Auf diesem Prinzip beruht die E-Paper-Technik, die verschiedenen Herstellern in leicht unterschiedlicher Technologie anbieten. Ein Vorreiter auf diesem Gebiet ist das Unternehmen E-ink, das einige Patente für die Anzeige-Konstruktion hält. E-Ink stellt die bildgebende Folie her, aus der andere Unternehmen ein fertiges Display bauen. Die Folie enthält die Schlüssel-Technologie der E-Paper-Technik. In einer mit einer durchsichtigen Flüssigkeit gefüllten Kapsel befinden sich schwarze und weiße Pigmente, die unterschiedlich elektrisch geladen sind. Legt man an diese ein elektrisches Feld an, orientieren sich die unterschiedlich geladenen Pigmente entsprechend ihrer Polarität. Damit differenziert das Display helle und dunkle Segmente. Auch nach Entfernen des Feldes verbleiben die Pigmente dank der Viskosität der Flüssigkeit in der zuvor eingenommenen Position, sind also bistabil. Für eine Änderung der Position und des anzeigten Inhalts muss wieder ein elektrisches Feld angelegt werden. Innerhalb einer Kapsel können sich Pigmente unterschiedlich ausrichten, so dass sich eine sehr hohe Auflösung erzielen lässt, die nicht von den Abmessungen der einzelnen Kapseln vorgegeben wird.

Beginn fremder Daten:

PR #658, opened 2019-09-13
Generate module dependency graph data on CI

exarkun:
Fixes: ticket:3251

---
This change is [Reviewable](https://reviewable.io/reviews/tahoe-lafs/tahoe-lafs/658)


misc/python3/depgraph.sh
```diff
@@ -0,0 +1,35 @@
...
+python tahoe-depgraph.py "${TAHOE}"
+
+if git diff-index --quiet HEAD; then
+  echo "Declining to commit without any changes."
+  exit 0
+fi
+
+# Commit everything that changed.  It should be tahoe-deps.json and
+# tahoe-ported.json.
+git config user.name 'Build Automation'
```
meejah: can/should we just hard-code those names in the commit then..?

exarkun: I guess that would be `git add tahoe-deps.json tahoe-ported.json` and then `git commit -m` instead of `git commit -am`?

PR #1305, opened 2023-06-12
HTTP storage server supports .onion addresses, and corresponding client support

itamarst:
Fixes https://tahoe-lafs.org/trac/tahoe-lafs/ticket/3910


meejah (approved):
I guess my "review" mostly consists of https://github.com/tahoe-lafs/tahoe-lafs/pull/1305 to make the "test_mode" a little more generic. (so take that if you like?)

Otherwise, looks good.

PR #1306, opened 2023-06-19
4036.option for closing stdin

meejah:
Fixes #4036


exarkun (approved):
Thanks.  I pushed a minor refactoring in the tests.  CI has some red but it looks like known intermittent issues :/  Otherwise, looks good.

Von der Folie zum Display: Die Ansteuerung macht den Unterschied

Der Unterschied zwischen den E-Paper-Technolgien liegt in der Ansteuerung um die Folie herum. Zur Ansteuerung gehören die Elektroden, die für das elektrische Feld sorgen, und die Elektronik, die die Spannungen in korrekter zeitlicher Abfolge anlegt, um den Displayinhalt definiert zu ändern. »Das Feld baut sich zwischen dem TFT-Substrat, das zumeist auf Glas aufgebaut ist, und der Frontelektrode, die in der E-ink-Folie integriert ist, auf. Die Treiber-ICs legen die zur Verlagerung der Pigmente erforderliche Spannung an die Elektroden an, während der Timing-Controller den zeitlichen Ablauf steuert«, beschreibt Sosnowsky das Prinzip.
Eine wesentliche für die Funktion des E-Paper-Moduls (kurz: EPD-Modul) übernimmt der Timing Controller. Der Ablauf der elektrischen Spannung über der Zeit, die Kurvenform, entscheidet über Schaltgeschwindigkeit, Stromaufnahme, Remanenz des Displayinhalts und Genauigkeit eventuell angezeigter Graustufen. Zudem ist die Kurvenform von der Umgebungstemperatur abhängig. »Für eine erfolgreiche Integration muss man deshalb auf das Know-How des Herstellers zurückgreifen«, so Sosnowsky.